Inferred consent should be relied on only when express consent cannot be reasonably obtained. If so, care must be taken not to overestimate the scope of that consent.

For example, it is reasonable to infer that patients consent to their health records being collected and used during repeat consultations. However, this consent would not necessarily extend to the disclosure of that information to third parties, such as including health summaries within referral letters. GPs should be wary of taking silence or a lack of objection as an indicator of consent; if there is any doubt, GPs should obtain express consent.

It is recommended that consent conversations are thoroughly documented. Problems may arise if a patient does not understand the potential uses of their health information. In circumstances where GPs must establish implied consent, comprehensive and concurrent consultation notes are extremely valuable. Notes should refer to the information provided, the nature of the discussion and the patient’s response.

Withheld consent

GPs should be careful when treating patients who refuse to provide certain health information or withhold consent for particular healthcare.

This is particularly problematic where the possibility of detrimental outcomes exists if certain information is not collected or used. This should be clearly explained to the patient.

In such circumstances, it is recommended GPs make detailed notes to document the discussion, the patient’s decision and the ultimate outcome. In certain circumstances this outcome may conflict with the GP’s underlying duty of care, and comprehensive consultation notes will be valuable.

Competence, capacity and maturity to provide consent 

Some patients may not be competent to provide adequate consent.

Various state and territory guardianship legislation documents provide a framework for obtaining substitute consent on behalf of patients who are incompetent because of age, illness or disability. GPs are advised to seek appropriate advice if these situations arise.

Age-related consent is dealt with at the state and territory level. As a general rule, if a child is sufficiently mature to understand what will happen to their information they will have capacity to consent.

New South Wales, South Australia and the Australian Capital Territory have legislation stipulating the age at which a child can provide valid consent.

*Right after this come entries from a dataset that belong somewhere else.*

Issue #799, opened 2022-07-28
Support for `pthread_cleanup_handlers` and `at_exit`


michael-schwarz:
Those are features we currently do not support yet, but it might be interesting to do so.

sim642:
While looking at Concrat again, I found out that `pthread_cleanup_push` is a macro which doesn't actually store the cleanup routine is some magic place, but implements it using some flavor of `setjmp`. It's just that the `longjmp` isn't explicit, rather but that's what pthread does magically with `__pthread_register_cancel`.

Perhaps it's possible to handle `__pthread_register_cancel` specially as triggering a `longjmp` and unwinding the stack. Actually the `longjmp` can happen anywhere in a nested function call, but maybe that doesn't really matter? What's important is that there is something which unwinds the stack back.

sim642:
I learned today that GCC/Clang also have a `__cleanup__` attribute which gives C++ RAII-like features in C. And it's starting to be used in the Linux kernel: https://lwn.net/Articles/934679/.
It's more fine-grained than the functions listed in the issue (and requires block scope support!), but might become relevant if we try to analyze the modern kernel. Not handling them could easily make us very unsound: we just ignore the attribute and perhaps never consider some mutexes unlocked.

PR #865, opened 2022-10-24
Add definitions for library functions used in `cp` program

michael-schwarz:
Adds definitions for the library functions encountered during #855. The following definitions are still missing:

- [x] `atexit` part of (#799)
- [x] `error`
- [x] `fscanf`

@sim642 Is there currently support for varargs in your library DSL? We would need it here.

### DIFF
--- a/src/analyses/libraryFunctions.ml
+++ b/src/analyses/libraryFunctions.ml
@@ -102,6 +102,8 @@ let glibc_desc_list: (string * LibraryDesc.t) list = LibraryDsl.[
     ("__readlink_chk", unknown [drop "path" [r]; drop "buf" [w]; drop "len" []; drop "buflen" []]);
     ("__readlink_alias", unknown [drop "path" [r]; drop "buf" [w]; drop "len" []]);
     ("__overflow", unknown [drop "f" [r]; drop "ch" []]);
+    ("__ctype_get_mb_cur_max", unknown []);
+    ("__xmknod", unknown [drop "ver" []; drop "path" [r]; drop "mode" []; drop "dev" [r; w]]);
   ]
 
 let big_kernel_lock = AddrOf (Cil.var (Goblintutil.create_var (makeGlobalVar "[big kernel lock]" intType)))
@@ -119,8 +121,6 @@ let linux_descs_list: (string * LibraryDesc.t) list = LibraryDsl.[
     ("acquire_console_sem", special [] @@ Lock { lock = console_sem; try_ = false; write = true; return_on_success = true });
     ("release_console_sem", special [] @@ Unlock console_sem);
     ("misc_deregister", unknown [drop "misc" [r_deep]]);
-    ("__ctype_get_mb_cur_max", unknown []);
-    ("__xmknod", unknown [drop "ver" []; drop "path" [r]; drop "mode" []; drop "dev" [r; w]]);
   ]
 
 (** Goblint functions. *)
--- a/src/analyses/libraryFunctions.ml
+++ b/src/analyses/libraryFunctions.ml
@@ -20,14 +20,15 @@ let c_descs_list: (string * LibraryDesc.t) list = LibraryDsl.[
     ("realloc", special [__ "ptr" [r; f]; __ "size" []] @@ fun ptr size -> Realloc { ptr; size });
     ("abort", special [] Abort);
     ("exit", special [drop "exit_code" []] Abort);
-    ("ungetc", unknown [drop "c" []; drop "stream" [w]]);
-    ("fscanf", unknown ((drop "stream" [w]) :: (drop "format" [r]) :: (VarArgs (drop' [w])))); (* TODO: How to specify varargs? *)
+    ("ungetc", unknown [drop "c" []; drop "stream" [r; w]]);
+    ("fscanf", unknown ((drop "stream" [r; w]) :: (drop "format" [r]) :: (VarArgs (drop' [w]))));
     ("__freading", unknown [drop "stream" [r]]);
     ("mbsinit", unknown [drop "ps" [r]]);
-    ("mbrtowc", unknown [drop "pwc" [w]; drop "s" [r]; drop "n" []; drop "ps" [w]]);
+    ("mbrtowc", unknown [drop "pwc" [w]; drop "s" [r]; drop "n" []; drop "ps" [r; w]]);
     ("iswspace", unknown [drop "wc" []]);
     ("iswalnum", unknown [drop "wc" []]);
     ("iswprint", unknown [drop "wc" []]);
+    ("rename" , unknown [drop "oldpath" [r]; drop "newpath" [r];]);
   ]
 
 (** C POSIX library functions.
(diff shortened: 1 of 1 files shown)


michael-schwarz:
This is against `widening_global_issue` by accident, but as that is likely to be merged soon, I don't think  cleanup is needed.

src/analyses/libraryFunctions.ml
```diff
@@ -20,6 +20,14 @@ let c_descs_list: (string * LibraryDesc.t) list = LibraryDsl.[
     ("realloc", special [__ "ptr" [r; f]; __ "size" []] @@ fun ptr size -> Realloc { ptr; size });
     ("abort", special [] Abort);
     ("exit", special [drop "exit_code" []] Abort);
+    ("ungetc", unknown [drop "c" []; drop "stream" [w]]);
+    (* ("fscanf", unknown [drop "stream" [w]; drop "format" [r]]); (* TODO: How to specify varargs? *) *)
```
michael-schwarz, line 24: TODO

src/analyses/libraryFunctions.ml
```diff
@@ -50,6 +86,17 @@ let gcc_descs_list: (string * LibraryDesc.t) list = LibraryDsl.[
     ("__builtin_unreachable", special' [] @@ fun () -> if get_bool "sem.builtin_unreachable.dead_code" then Abort else Unknown); (* https://github.com/sosy-lab/sv-benchmarks/issues/1296 *)
     ("__assert_rtn", special [drop "func" [r]; drop "file" [r]; drop "line" []; drop "exp" [r]] @@ Abort); (* gcc's built-in assert *)
     ("__builtin_return_address", unknown [drop "level" []]);
+    (* ("error", unknown [drop "status" []; drop "errnum" []; drop "format" [w]]); (* TODO: varargs *) *)
```
michael-schwarz, line 89: TODO

sim642:
> Is there currently support for varargs in your library DSL? We would need it here.

Already thought of, here's a couple of examples:
https://github.com/goblint/analyzer/blob/24ad290e813aa334b7c89376548c81b9bc8229f8/src/analyses/libraryFunctions.ml#L48
https://github.com/goblint/analyzer/blob/24ad290e813aa334b7c89376548c81b9bc8229f8/unittest/analyses/libraryDslTest.ml#L21-L27

src/analyses/libraryFunctions.ml
```diff
@@ -29,6 +37,34 @@ let posix_descs_list: (string * LibraryDesc.t) list = LibraryDsl.[
...
+    ("nl_langinfo", unknown [drop "item" []]);
+    ("nl_langinfo_l", unknown [drop "item" []; drop "locale" [r]]);
+    ("getc_unlocked", unknown [drop "stream" [w]]);
+    ("getchar_unlocked", unknown []);
+    ("putc_unlocked", unknown [drop "c" []; drop "stream" [w]]);
+    ("putchar_unlocked", unknown [drop "c" []]);
+    ("lseek", unknown [drop "fd" [w]; drop "offset" []; drop "whence" []]);
+    ("fseeko", unknown [drop "stream" [w]; drop "offset" []; drop "whence" []]);
+    ("iconv_open", unknown [drop "tocode" [r]; drop "fromcode" [r]]);
+    ("iconv", unknown [drop "cd" [r]; drop "inbuf" [r]; drop "inbytesleft" []; drop "outbuf" [w]; drop "outbytesleft" []]);
```
sim642, line 49: According to the man page, it decrements the `bytesleft` arguments, which is why they're `size_t*`. So they should be `r; w` I think.

src/analyses/libraryFunctions.ml
```diff
@@ -29,6 +37,34 @@ let posix_descs_list: (string * LibraryDesc.t) list = LibraryDsl.[
...
+    ("iconv_close", unknown [drop "cd" [w]]);
```
sim642, line 50: It deallocates, so `f` instead?

src/analyses/libraryFunctions.ml
```diff
@@ -29,6 +37,34 @@ let posix_descs_list: (string * LibraryDesc.t) list = LibraryDsl.[
...
+    ("strnlen", unknown [drop "s" [r]; drop "maxlen" []]);
+    ("chmod", unknown [drop "pathname" [r]; drop "mode" []]);
+    ("fchmod", unknown [drop "fd" [r]; drop "mode" []]);
+    ("fchown", unknown [drop "fd" [r]; drop "owner" []; drop "group" []]);
```
sim642, line 54: `fd` is `int`, so no pointer accesses.

src/analyses/libraryFunctions.ml
```diff
@@ -29,6 +37,34 @@ let posix_descs_list: (string * LibraryDesc.t) list = LibraryDsl.[
...
+    ("lchown", unknown [drop "pathname" [r]; drop "owner" []; drop "group" []]);
+    ("clock_gettime", unknown [drop "clockid" []; drop "tp" [w]]);
+    ("gettimeofday", unknown [drop "tv" [w]; drop "tz" [w]]);
+    ("futimens", unknown [drop "fd" [w]; drop "times" []]);
```
sim642, line 58: `fd` is `int`. `times` is an array, so `r`.

src/analyses/libraryFunctions.ml
```diff
@@ -29,6 +37,34 @@ let posix_descs_list: (string * LibraryDesc.t) list = LibraryDsl.[
...
+    ("utimes", unknown [drop "filename" [r]; drop "times" []]);
```
sim642, line 59: `times` is an array, so `r`.

src/analyses/libraryFunctions.ml
```diff
@@ -29,6 +37,34 @@ let posix_descs_list: (string * LibraryDesc.t) list = LibraryDsl.[
...
+    ("linkat", unknown [drop "olddirfd" []; drop "oldpath" [r]; drop "newdirfd" []; drop "newpath" [r]; drop "flags" []]);
+    ("dirfd", unknown [drop "dirp" [r]]);
+    ("fdopendir", unknown [drop "fd" []]);
+    ("pathconf", unknown [drop "path" [r]; drop "name" []]);
+    ("rename" , unknown [drop "oldpath" [r]; drop "newpath" [r];]);
+    ("symlink" , unknown [drop "oldpath" [r]; drop "newpath" [r];]);
+    ("ftruncate", unknown [drop "fd" [r]; drop "length" []]);
```
sim642, line 66: `fd` is `int`.

src/analyses/libraryFunctions.ml
```diff
@@ -50,6 +86,17 @@ let gcc_descs_list: (string * LibraryDesc.t) list = LibraryDsl.[
     ("__builtin_unreachable", special' [] @@ fun () -> if get_bool "sem.builtin_unreachable.dead_code" then Abort else Unknown); (* https://github.com/sosy-lab/sv-benchmarks/issues/1296 *)
     ("__assert_rtn", special [drop "func" [r]; drop "file" [r]; drop "line" []; drop "exp" [r]] @@ Abort); (* gcc's built-in assert *)
     ("__builtin_return_address", unknown [drop "level" []]);
+    ("error", unknown ((drop "status" []):: (drop "errnum" []) :: (drop "format" [w]) :: (VarArgs (drop' [r]))));
+    ("fputs_unlocked", unknown [drop "s" [r]; drop "stream" [w]]);
```
sim642, line 90: Why is this `unlocked` function here, while others are above in POSIX?

sim642:
I'm not sure if SV-COMP rules cover the POSIX stuff though, they're not exactly part of GCC itself, but glibc.

src/analyses/libraryFunctions.ml
```diff
@@ -67,6 +114,8 @@ let linux_descs_list: (string * LibraryDesc.t) list = LibraryDsl.[
     ("acquire_console_sem", special [] @@ Lock { lock = console_sem; try_ = false; write = true; return_on_success = true });
     ("release_console_sem", special [] @@ Unlock console_sem);
     ("misc_deregister", unknown [drop "misc" [r_deep]]);
+    ("__ctype_get_mb_cur_max", unknown []);
+    ("__xmknod", unknown [drop "ver" []; drop "path" [r]; drop "mode" []; drop "dev" [r]]);
```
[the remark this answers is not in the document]
michael-schwarz: The problem is that these are Linux-specific, and not defined in the POSIX standard.

src/analyses/libraryFunctions.ml
michael-schwarz: Iirc, this one is a GCC thing, and not in the standard.

src/analyses/libraryFunctions.ml
```diff
@@ -50,6 +86,17 @@ let gcc_descs_list: (string * LibraryDesc.t) list = LibraryDsl.[
     ("__builtin_unreachable", special' [] @@ fun () -> if get_bool "sem.builtin_unreachable.dead_code" then Abort else Unknown); (* https://github.com/sosy-lab/sv-benchmarks/issues/1296 *)
     ("__assert_rtn", special [drop "func" [r]; drop "file" [r]; drop "line" []; drop "exp" [r]] @@ Abort); (* gcc's built-in assert *)
     ("__builtin_return_address", unknown [drop "level" []]);
+    ("error", unknown ((drop "status" []):: (drop "errnum" []) :: (drop "format" [w]) :: (VarArgs (drop' [r]))));
+    ("fputs_unlocked", unknown [drop "s" [r]; drop "stream" [w]]);
+    ("gettext", unknown [drop "msgid" [r]]);
+    ("futimesat", unknown [drop "dirfd" [w]; drop "pathname" [r]; drop "times" []]);
```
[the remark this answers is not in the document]
michael-schwarz: Iirc, this one is a GCC thing, and not in the standard.

src/analyses/libraryFunctions.ml
sim642: Right, they're all on the same man page, but I didn't look at the `CONFORMING TO` section carefully enough.
I think the appropriate thing to do with this and the similar ones below is to add a new spec list  for glibc, for things that glibc provides, but are not in C/POSIX standard nor GCC builtins.

src/analyses/libraryFunctions.ml
```diff
@@ -29,6 +37,34 @@ let posix_descs_list: (string * LibraryDesc.t) list = LibraryDsl.[
     ("__builtin_bzero", special [__ "dest" [w]; __ "count" []] @@ fun dest count -> Bzero { dest; count; });
     ("explicit_bzero", special [__ "dest" [w]; __ "count" []] @@ fun dest count -> Bzero { dest; count; });
     ("__explicit_bzero_chk", special [__ "dest" [w]; __ "count" []; drop "os" []] @@ fun dest count -> Bzero { dest; count; });
+    ("nl_langinfo", unknown [drop "item" []]);
+    ("nl_langinfo_l", unknown [drop "item" []; drop "locale" [r]]);
```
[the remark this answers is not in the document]
jerhard: At least for glibc, it is a pointer to a struct, see the `__locale_t` [here](https://github.com/lattera/glibc/blob/master/locale/bits/types/__locale_t.h).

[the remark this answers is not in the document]
sim642: Thanks for looking that up! Since the struct contains other pointers that the implementation probably uses in some way, `r_deep` would be the safe thing to do.

src/analyses/libraryFunctions.ml
jerhard: It's a non-standard extension of POSIX that is supported by `glibc`, see the [Conforming To](https://linux.die.net/man/3/fputs_unlocked) here.

jerhard: It's a non-standard extension of POSIX that is supported by `glibc`, see the [Conforming To](https://linux.die.net/man/3/fputs_unlocked) here.

src/analyses/libraryFunctions.ml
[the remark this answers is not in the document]
jerhard: It's a non-standard extension of POSIX that is supported by `glibc`, see the [Conforming To](https://linux.die.net/man/2/futimesat) here.

src/analyses/libraryFunctions.ml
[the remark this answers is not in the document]
jerhard: The `dev` parameter does not have a `const` modifier (see [here](https://refspecs.linuxbase.org/LSB_3.1.0/LSB-generic/LSB-generic/baselib---xmknod-1.html), so I am not sure whether it's read-only.

sim642 (approved):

In SA, the age is 16 years or over; in NSW, the age is 14 years or over. The ACT requires a parent or guardian to consent for a child under the age of 18 years, unless the health practitioner assesses the child to have sufficient maturity and adequate understanding.

In Victoria, consideration should be given to the Medical Treatment Planning and Decisions Act 2016 and specifically to the concept of decision-making capacity.

The Privacy Act does not stipulate age; its guidelines assume people over the age of 15 have the ‘capacity’ to give informed consent.2 GPs must therefore assess the capacity and maturity of each child to understand and make informed decisions on a case-by-case basis. In unclear cases, GPs are entitled to request the patient presents corroborating consent from their parent or guardian.